Life is easier at De-Nom. Three levels above the street above the paisley-papered Ruby Rabbit bar on Oxford Street, is the home of Sydney's beautiful jet-set crowd... and those just curious to see how the other half live. Which, in De-Nom's case, is in style.
With a membership price tag of $10,000, the 80-seater venue is inspired by 18th century France. "Think the Palace of Versailles," says co-owner and designer Paul Schell. "We wanted to create something beautiful, a fish out of water in Sydney's architectural language; a private sanctuary for people who want to appreciate refinement. The reason I choose the 18th century French aspects was, in my mind, I couldn't think of a monarchy or a period in time that had embodied such hedonist or decadent behaviour. If there was a period that knew how to spend, spend, spend, it was 18th France."
And Sydney has lapped it up. "We've had a few people request roped off areas and we've declined because as far as we see it, if you're in De-Nom, you're experiencing the De-Nom room. We don't need a velvet rope, De-Nom is a velvet roped room."
De Nom's devilry is in the detail. The bar is made from walnut burr timber (the same wood as in a Rolls Royce dash), while the furniture is covered in hand-selected brass and 23 carot gold inlays. The brand of wine glasses is a secret but they are made from Czech crystal ("it took months for us to find those and we're the only ones in Sydney who use them") and the waitresses wear custom-made outfits, which next season will be Camilla Frank Kaftans. "The bathrooms, on the other hand, is me having a bit of fun," says Shell. "In 18th century France, they weren't that glamorous."
More "individual sitting rooms" than mere brascos, De Nom's dunnies have silk tented ceilings, chandeliers, timber panelling, bespoke wallpaper. In the ladies, a Louis-inspired chair actually conceals the toilet itself. "When you flush, a Louis reproduction picture magically slides up to reveal the hand spun basin with brass swan spouts."
It's equally exciting in the men's.
"It has the infinity mirrored room with the smiling cavalier painting set behind glass and when the boys walk through the door, water sets off over their head over a suspended glass ceiling. The eyes of cavalier are set at just the right height of an average Australian guy and he's giving you a cheeky little grin."
But the De-Nom experience is about to get better. It's been three years in the making but in the coming months De Nom opens its Bookcase Room. "At the very end of the bar, the burr walnut bookcase has a one-way mirror behind it. There are six arches in the bookcase and the last arch has a moveable section that you access by lifting a specific book. The door slides back and closes behind you."
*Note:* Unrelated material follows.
PR #6049, opened 2020-06-09
Support run ecma2yaml multiple times

mingwli:
[AB#233975](https://dev.azure.com/ceapex/d3d54af3-265a-4f18-95f6-9a46397ca583/_workitems/edit/233975)

1. make `ECMA2Yaml` and `SourceMap` array type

Then there's the sawn-off butler. "I have a midget man servant," smiles Schell. "If someone wants that service, he is dressed only in a pair of trousers and is covered completely in gold body paint from his waist over his bald head. You can have a little gold Odd Job."
But don't think that once you're granted access, you can walk straight through (well, members can). "The book can be changed which means if you come back the next day and you are trying Great Expectations, it could be Moby Dick."
Note - Membership is $10,000 - yes, you read right - but that doesn't mean you can't make an appearance as a non-member. It doesn't cost anything to get in, and if they're not having a private party entry is fairly straightforward. Dress nicely, as with any of these places, and don't give the bouncers any lip.